The MESACUP-2 TEST Mitochondria M2 is semi-quantitative enzyme-linked immunosorbent assay (ELISA) for the detection of anti-Mitochondrial antibodies in human serum as an aid in the diagnosis of primary biliary cirrhosis.

The MESACUP-2 Test Mitochondria M2 is an enzyme-linked immunosorbent assay (ELISA), utilizing the 96-microwell plate format, similar to the predicate device. Diluted serum samples, calibrator sera, and controls are incubated in microwells coated with mitochondria M2 antigens. Incubation allows the antimitochondria M2 antibodies present in the samples to react with the immobilized antigen. After the removal of unbound serum proteins by washing, antibodies specific for human immunoglobulins (IgG, IgM and IgA), labeled with horseradish peroxidase (HRP), are added forming complexes with the mitochondria M2 bound antibodies. Following another washing step, the bound enzyme-antibody conjugate is assayed by the addition of a single solution containing tetramethlybenzidine (TMB) and hydrogen peroxide (H3O2) as the chromogenic substrate. The intensity of the color generated is proportional to the serum concentration of anti-mitochondria M2 antibodies. Optical density is read spectrophotometrically at 450mm. The total incubation time (at room temperature) of the assay is 150 minutes. The assay makes use of two calibrators to measure the amount of anti-mitochondria M2 antibodies in patient samples.

Here's a breakdown of the acceptance criteria and study information for the MESACUP-2 Test Mitochondria M2 device, based on the provided text:

1. Table of Acceptance Criteria and Reported Device Performance:

The document doesn't explicitly state "acceptance criteria" in a tabular format, but rather compares the performance of the MESACUP-2 Test to a legally marketed predicate device (Quanta Lite Mitochondria M2 ELISA) and implies that comparable performance is the measure of acceptance. The key performance metrics are clinical specificity and sensitivity.

2. Sample Size Used for the Test Set and Data Provenance:

• Sample Size: Not explicitly stated as a numerical value for each group. The text mentions "a healthy donor serum population" and "a primary biliary cirrhosis population."
• Data Provenance: The studies were "In-house studies," suggesting they were conducted by RhiGene, Inc. The country of origin of the data is not specified but implied to be the US given the submission to the FDA. The studies were likely retrospective as they involve patient populations already categorized.

3. Number of Experts Used to Establish the Ground Truth for the Test Set and Qualifications of Those Experts:

This information is not provided in the document.

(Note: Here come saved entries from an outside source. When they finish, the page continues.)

PR #1409, opened 2016-06-20
Update Documentation

lostiniceland:
Added section for changing bndlib to point to local file. Changed
structure to correct nesting.

Signed-off-by: Marc Schlegel <marc.schlegel@gmail.com>

### DIFF
--- a/DEV_README.md
+++ b/DEV_README.md
@@ -8,8 +8,8 @@ Bndtools aims to be a thin wrapper over bnd. This means that it is comparatively
 should be creating errors or warnings. In most cases bnd is responsible for generating errors at
 build time, it's then bndtools job to display them nicely to the user.
 
-Step 1 - Customise the bnd error
---------------------------------
+### Step 1 - Customise the bnd error
+
 
 Make sure that bnd is generating an appropriate error or warning using bnd's reporting API. By default
 all build errors are displayed as markers on the bnd.bnd file. This isn't usually the right file, and
@@ -26,8 +26,8 @@ e.g.
         .details(new org.bndtools.example.MyCustomizedLocationObject());
 
 
-Step 2 - Create a BuildErrorHandler
------------------------------------
+### Step 2 - Create a BuildErrorHandler
+
 
 Once bnd is generating extra error information then bndtools can use it to generate appropriate 
 markers. This is achieved through the use of the org.bndtools.build.api.BuildErrorDetailsHandler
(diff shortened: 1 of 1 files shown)


DEV_README.md
```diff
@@ -83,8 +82,30 @@ in to this you need to add the following to your plugin.xml
...
+Since BndTools relies on Bnd, it is sometimes necessary to use the local version of Bnd. This dependency is configured in `cnf/build.bnd` with a declaration of `bndlib` which is referenced in all projects.
+
+	bndlib:		aQute.libg;version='[${bnd-version-base},${bnd-version-ceiling})', \
+                biz.aQute.bndlib;version='[${bnd-version-base},${bnd-version-ceiling})'
+
+### Eclipse
+
+In order to configure Eclipse, change bndlib to reference the file generated in your Bnd-Workspace
+
+	bndlib		<YOUR SYSTEM PATH>/bnd/biz.aQute.bndlib/generated/biz.aQute.bndlib.jar;version=file
```
bjhargrave: This is wrong. You don't need to change this. All you need to is change `bnd_repourl` in gradle.properties. See https://github.com/bndtools/bndtools/blob/master/cnf/build.bnd#L15 and https://github.com/bndtools/bndtools/blob/master/cnf/ext/repositories.bnd#L14.

lostiniceland: I updated the PR, though I kept Peters solution as a alternative since you can skip the full release-build.

DEV_README.md
```diff
@@ -83,8 +82,32 @@ in to this you need to add the following to your plugin.xml
...
+
+The Repository for Bnd is configured with `bnd_repourl` in `gradle.properties`, located at the workspace-root. This file already contains a commented entry to point to a local distribution.
+
+	#bnd_repourl=../bnd/dist/bundles
+
+Assuming Bnd is located next to BndTools, just uncomment this line, otherwise adjust according to your needs, and release Bnd (see [documentation](https://github.com/bndtools/bnd) on how to release).
+
+Restart Eclipse or change some file in `cnf/ext` to pick-up the changes.
+
+### Alternative
```
bjhargrave: I don't like this alternative in here. It is only partial since it does not cover the other parts of the bnd build which are used by bndtools (embedded-repo, repository, etc.). Please remove this alternative section.

lostiniceland: Done.

I had some problems with the Gradle release: the release-task did not update the distribution when I didnt delete the folder manually. Hence I thought it would be good to have this documented as well. 
But if this is just a partial solution it´s definately better to skip this here.

Issue #1395, opened 2016-06-08
Source lookup fails in debugger


pkriens:
It seems that source lookup recently got worse, though not sure.

My main hangup is that I can add the sources to the code on the -buildpath (in OSGI-OPT/src). I can then set a breakpoint but the frigging debugger cannot find them. 

I tried to add the Bnd container (as Java Library) but this crashes. We probably have to look into to add this container to the source lookup.

@gamerson something for you? It is a real pain in the ass ...

gamerson:
@pkriens is the debugger stopping? but the Eclipse sourcecode lookup is not loading the editor correctly? Could you share a sample setup that is easy to reproduce and I can take a look.

lostiniceland:
Not sure if this is related, but I had similar problems with provider-bundles. I code against the API and the resolver add the providers to -runbundles. Those bundles are not part of the Bnd-Container in Eclipse so the degugger will not open any class even though when I add the provider-source (if available in workspace).

My current workaround, is to create a boot-project where all run-files are stored. Within this project I add all bundles that I want to debug to the buildpath. Now I can debug the providers.

I was thinking of a fix for this: before launching, BndTools will add all remaining bundles which are inside runbundles but not in the buildpath to the Bnd-Container. Once the running instance is stopped, the Bnd-Container is resetted.

gamerson:
The problem seems to be if the project whose sources you are trying to debug that you have open in Eclipse, if its .classpath file has a src folder that uses a non-default output location, for example, in the following classpath file the first classpathentry of `kind="src"` specifies its output location instead of leaving it default location (which means just omit the output attribute).

```
<?xml version="1.0" encoding="UTF-8"?>
<classpath>
	<classpathentry kind="src" output="bin" path="src"/>
	<classpathentry kind="con" path="org.eclipse.jdt.launching.JRE_CONTAINER/org.eclipse.jdt.internal.debug.ui.launcher.StandardVMType/JavaSE-1.8"/>
	<classpathentry kind="con" path="aQute.bnd.classpath.container"/>
	<classpathentry kind="output" path="bin"/>
</classpath>
```

In this situation the  `DefaultProjectClasspathEntry` that is used by JavaRuntime when computing the classpath of a JUnit launches, when it looks at java project reference from the BndContainer and in that Java project it finds a it finds a `non-default` output location then it tries to add it to the classpath as a eclipse folder source container not a java project source container.  See here:

[...]

PR #1411, opened 2016-06-20
Improvement for drop on repositories view + test project for greg

pkriens:


bndtools.test/bndws/test.debug.dep/src/test/debug/dep/Foo.java
```diff
@@ -0,0 +1,7 @@
+package test.debug.dep;
+
+public class Foo {
+	{
+		System.out.println("Foo created");
```
gamerson: @pkriens  Is it here where you set the breakpoint and eclipse can't load it?

bndtools.test/bndws/test.debug/src/test/bottom/TopTest.java
```diff
@@ -0,0 +1,12 @@
+package test.bottom;
+
+import test.debug.dep.Foo;
+import junit.framework.TestCase;
+
+public class TopTest extends TestCase {
+
+	public void testX() {
+		new Foo();
+		System.out.println("hello");
```
gamerson: or here?

pkriens:
I set a breakpoint at setX and then single step. So testX is loaded correctly but then Foo.java is not editable. Thanks for working on this!

gamerson:
so Foo.java is loaded from OSGI-OPT/src and thus uneditable instead of being loaded from the real java project?

pkriens:
Yup … for some reason this has priority.

gamerson:
I remember when this change happened in 3.x dev.  It was during some improvements to "real classpath" visibility made in BND container awhile back where the generated jar was listed first on the classpath before the "eclipse project reference".  I recall this was on purpose but I don't remember the exact reason. 

cc @bjhargrave

pkriens:
Didn’t Neil do some work? Any chance we can get into the heart of the source selector? Would be great if we could skip the project on the container.

gamerson:
I've found the cause of this.  It is a little involved and has a few moving parts (project .classpath config and also bnd.bnd -buildpath config) so I will move that discussion to here https://github.com/bndtools/bndtools/issues/1395

gamerson:
@pkriens quick fix for you, in the test.debug.dep/.classpath, open that file, edit the first entry change it from

`<classpathentry kind="src" output="bin" path="src"/>`
to
`<classpathentry kind="src" path="src"/>`

Delete any existing JUnit launches and then relaunch JUnit.  That should make things work.

PR #1413, opened 2016-06-21
#1395 remove specific output location for main project source folders

### LINKED ISSUE #1395: Source lookup fails in debugger

gamerson:
fixes #1395


gamerson:
closing in favor of #1419

PR #1419, opened 2016-06-24
fix for Issue1395 with quick fix

gamerson:


gamerson:
In this PR I've add the marker resolution handlers.  This can be invoked from either the Problems/Markers view context menu or in the Project bnd editor.

screen shot 2016-06-24 at 1 45 34 am

screen shot 2016-06-24 at 1 47 31 am

bjhargrave:
So for test source folders which need a custom output location (e.g. bin_test), I guess they will just have poor source lookup when debugging tests?

gamerson:
The problem is dependent project source lookups.  So as long as the sources for tests are coming from the currrent projects /bin_test things are ok.  The problem would occur is sources for ProjectA/bin_test were coming from a dependent ProjectB/bin_test.  That is not nearly as common I would think.

bjhargrave:
OK, I am surprised M2E is not upset by this:

```
<classpathentry kind="src" output="target/classes" path="src/main/java">
```

gamerson:
Yes, that is interesting.  Do they have any other annotations on their classpath or perhaps their container is resolving those project entries in a different way that our BndContainer?

So there is another fix for this. It involves creating several extension points and classes around the JavaRuntimeClasspathResolver framework.  That way we can handle the custom output locations more gracefully, but that seemed like a lot of work.

gamerson:
I will debug m2e and see why the Eclipse java launch classpath entries are resolving correctly in that context.

gamerson:
@bjhargrave m2e does this
```
<extension point="org.eclipse.jdt.launching.classpathProviders">
      <classpathProvider 
          id="org.eclipse.m2e.launchconfig.classpathProvider"
          class="org.eclipse.m2e.jdt.internal.launch.MavenRuntimeClasspathProvider"/>
      <classpathProvider 
          id="org.eclipse.m2e.launchconfig.sourcepathProvider"
          class="org.eclipse.m2e.jdt.internal.launch.MavenSourcePathProvider"/>
   </extension>
```

So in their `MavenRuntimeClasspathProvider` they subclass the `StandardClasspathProvider` that bndtools is using.  Also they have this on startup:

```
this.launchConfigurationListener = new MavenLaunchConfigurationListener();
DebugPlugin.getDefault().getLaunchManager().addLaunchConfigurationListener(launchConfigurationListener);
```

So for *every* launch in Eclipse they check it to see if it is a `maven project` that is being `launched`.  If source they swap out the StandardClasspathProvider launch attribute for their own MavenRuntimeClasspathProvider.  In this class they are doing the right thing.

bjhargrave:
Yes! I thought there was something we could do. Can you look into this for bndtools? It is a real solution instead of just not using non-default output.

gamerson:
Sure, I'll take a stab.

PR #1443, opened 2016-07-22
[launching] add BndContainerRuntimeClasspathEntryResolver

gamerson:


gamerson:
@bjhargrave I did some more testing.  The bug I thought I had caused turned out to be reproducible with master branch (I'll add a separate bug)

gamerson:
Here is the other issue that is related to launches and source containers but it is not related to this new resolver. https://github.com/bndtools/bndtools/issues/1444

bjhargrave:
I am fine with you merging this in.

PR #1446, opened 2016-07-22
Propertly serialize BndDependencySourceContainer memento fixes #1444

### LINKED ISSUE #1444: Bnd OSGi Launch configuration will by itself remove Bnd Dependencies source container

The text does not elaborate on how the classification of "healthy donor serum population" or "primary biliary cirrhosis population" was established.

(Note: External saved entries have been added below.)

PR #1168, opened 2022-09-13
Allow earlyAcquireNextCycle by avoiding peek or EOF the future

### LINKED ISSUE #1157: Pretoucher: enabling earlyAcquireNextCycle causes Tailers to skip over messages
When a pre-toucher is running on a queue and `earlyAcquireNextCycle` is enabled, any Tailer reading from it can skip over messages when it hits the end of a roll cycle and sees the next one available.

This is trivially reproducible in https://github.com/OpenHFT/Chronicle-Queue/pull/1156/files and https://github.com/ChronicleEnterprise/Chronicle-Queue-Enterprise/pull/347

alamar:
fixes #1157

### DIFF
--- a/src/main/java/net/openhft/chronicle/queue/impl/single/StoreAppender.java
+++ b/src/main/java/net/openhft/chronicle/queue/impl/single/StoreAppender.java
@@ -396,7 +396,7 @@ class StoreAppender extends AbstractCloseable
             writeLock.lock();
             int cycle = queue.cycle();
             if (wire == null)
-                setWireIfNull(cycle);
+                setCycle2(cycle, true);
 
             if (this.cycle != cycle)
                 rollCycleTo(cycle);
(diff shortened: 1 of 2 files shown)


JerryShea (approved):

src/main/java/net/openhft/chronicle/queue/impl/single/StoreAppender.java
```diff
@@ -717,7 +695,7 @@ void beforeAppend(final Wire wire, final long index) {
     // throws UnrecoverableTimeoutException
 
     private void rollCycleTo(final int cycle) {
-        rollCycleTo(cycle, false);
+        rollCycleTo(cycle, this.cycle > cycle);
```
JerrySheaB4: comment from @peter-k-lawrey - pleasd consider renaming parameter

PR #1171, opened 2022-09-15
Use /proc/self/maps instead of lsof for AppenderFileHandleLeakTest

nicktindall:
`lsof` seems to block inexplicably sometimes, `pmap` does as well and the output is different on every version/distro. `/proc/self/maps` seems like a much more reliable way to determine mapped files.

### DIFF
--- a/src/test/java/net/openhft/chronicle/queue/MappedFileUtil.java
+++ b/src/test/java/net/openhft/chronicle/queue/MappedFileUtil.java
@@ -1,0 +1,66 @@
+package net.openhft.chronicle.queue;
+
+import net.openhft.chronicle.core.Jvm;
+
+import java.io.BufferedReader;
+import java.io.IOException;
+import java.io.InputStreamReader;
+import java.nio.file.Files;
+import java.nio.file.Path;
+import java.nio.file.Paths;
+import java.util.HashSet;
+import java.util.Set;
+import java.util.regex.Matcher;
+import java.util.regex.Pattern;
+
+public enum MappedFileUtil {
+    ;
+    private static final Path PROC_SELF_MAPS = Paths.get("/proc/self/maps");
+
+    // See https://man7.org/linux/man-pages/man5/proc.5.html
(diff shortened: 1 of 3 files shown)


src/test/java/net/openhft/chronicle/queue/MappedFileUtil.java
```diff
@@ -0,0 +1,64 @@
...
+import java.io.InputStreamReader;
+import java.nio.file.Files;
+import java.nio.file.Path;
+import java.nio.file.Paths;
+import java.util.HashSet;
+import java.util.Set;
+import java.util.regex.Matcher;
+import java.util.regex.Pattern;
+
+public enum MappedFileUtil {
```
nicktindall, line 16: We could promote this to Chronicle-Test-Framework if it proves reliable. It seems like it might be useful in other contexts.

src/test/java/net/openhft/chronicle/queue/MappedFileUtil.java
```diff
@@ -0,0 +1,66 @@
...
+    ;
+    private static final Path PROC_SELF_MAPS = Paths.get("/proc/self/maps");
+
+    // See https://man7.org/linux/man-pages/man5/proc.5.html
+    private static final Pattern LINE_PATTERN = Pattern.compile("([A-Fa-f\\d\\-]+)\\s+([rwxsp\\-]+)\\s+([A-Fa-f\\d]+)\\s+([A-Fa-f\\d]{2}:[A-Fa-f\\d]{2})\\s+(\\d+)\\s*(.*)?");
```
JerryShea: phew!

JerryShea (approved):

src/test/java/net/openhft/chronicle/queue/MappedFileUtil.java
nicktindall: I love a good regex. A lot of the bulk is the hexadecimal number pattern repeated `[A-Fa-f\d]+`. I swapped it out for the `\p{XDigit}` macro, hopefully that makes it less of a sledge hammer in the face.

4. Adjudication Method for the Test Set:

This information is not provided in the document.

5. If a Multi-Reader Multi-Case (MRMC) Comparative Effectiveness Study was Done, If so, what was the effect size of how much human readers improve with AI vs without AI assistance:

This is not applicable. The device is an ELISA assay for detecting antibodies, not an AI-assisted diagnostic imaging or interpretation tool that involves human readers.

6. If a Standalone (i.e. algorithm only without human-in-the-loop performance) was done:

The device itself is a standalone in vitro diagnostic (IVD) test. It's an "algorithm only" in the sense that it provides a semi-quantitative result based on a chemical reaction and optical density reading, without direct human interpretation of complex patterns in the way an imaging AI would. The performance metrics (specificity and sensitivity) are derived from the device's output.

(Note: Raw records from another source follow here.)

PR #1174, opened 2022-09-16
Deprecate Pretoucher

JerryShea:
Deprecate Pretoucher #1177

### DIFF
--- a/src/main/java/net/openhft/chronicle/queue/impl/single/Pretoucher.java
+++ b/src/main/java/net/openhft/chronicle/queue/impl/single/Pretoucher.java
@@ -25,7 +25,6 @@ import net.openhft.chronicle.core.io.AbstractCloseable;
 import net.openhft.chronicle.core.io.ClosedIllegalStateException;
 import net.openhft.chronicle.core.threads.InvalidEventHandlerException;
 import net.openhft.chronicle.core.time.TimeProvider;
-import net.openhft.chronicle.wire.Wire;
 
 import java.util.function.IntConsumer;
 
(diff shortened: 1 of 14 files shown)


src/main/java/net/openhft/chronicle/queue/impl/single/Pretoucher.java
```diff
@@ -126,27 +126,12 @@ private void assignCurrentCycle() {
...
-                    }
-                SingleChronicleQueueStore oldStore = currentCycleWireStore;
-                currentCycleWireStore = queue.storeForCycle(qCycle, queue.epoch(), earlyAcquireNextCycle || canWrite, currentCycleWireStore);
-                if (oldStore != null && oldStore != currentCycleWireStore)
-                    oldStore.close();
-            } finally {
-                if (canWrite)
-                    queue.writeLock().unlock();
-            }
+            SingleChronicleQueueStore oldStore = currentCycleWireStore;
```
alamar: After `releaseResources()`, `currentCycleWireStore` will be null, won't it?

src/main/java/net/openhft/chronicle/queue/impl/single/Pretoucher.java
```diff
@@ -155,12 +140,10 @@ private void assignCurrentCycle() {
                 cycleChangedListener.accept(qCycle);
 
                 if (earlyAcquireNextCycle)
```
alamar, line 141: Why we are only writing a message if this flag is set? I guess this line has to go and that isDebugEnabled the one that got to stay.

alamar:
> RollCycleMultiThreadStressPretouchEATest
> RollCycleMultiThreadStressPretouchTest

Still fail every time when checkEA() is removed - appenders/tailers are apparently not ready for EA

src/main/java/net/openhft/chronicle/queue/impl/single/Pretoucher.java
JerryShea: good point

JerryShea:
> > RollCycleMultiThreadStressPretouchEATest
> > RollCycleMultiThreadStressPretouchTest
> 
> Still fail every time when checkEA() is removed - appenders/tailers are apparently not ready for EA

Yes - absolutely. To be expected

src/main/java/net/openhft/chronicle/queue/impl/single/Pretoucher.java
JerryShea: fixed

peter-lawrey (approved):

PR #1175, opened 2022-09-16
Move warning in deprecation message to next release

alamar:


JerryShea (approved):
Agreed. We should have removed at the start of x.23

7. The Type of Ground Truth Used:

The ground truth used was clinical diagnosis/status. The populations were defined as "healthy donor serum population" and "primary biliary cirrhosis population." It's assumed that this classification was based on established clinical diagnostic criteria (e.g., patient history, physical examination, other laboratory tests, biopsies if applicable for PBC).

8. The Sample Size for the Training Set:

This information is not provided. The document describes a comparison study, implying that the MESACUP-2 Test has already been developed. There is no mention of a separate "training set" for the device itself, as it's a biochemical assay rather than a machine learning algorithm that requires explicit training data in the modern sense.

9. How the Ground Truth for the Training Set Was Established:

This information is not provided and is largely not applicable in the context of a traditional ELISA assay development, which focuses on chemical and biological validation rather than algorithmic training with ground truth labels in the same way an AI model would be.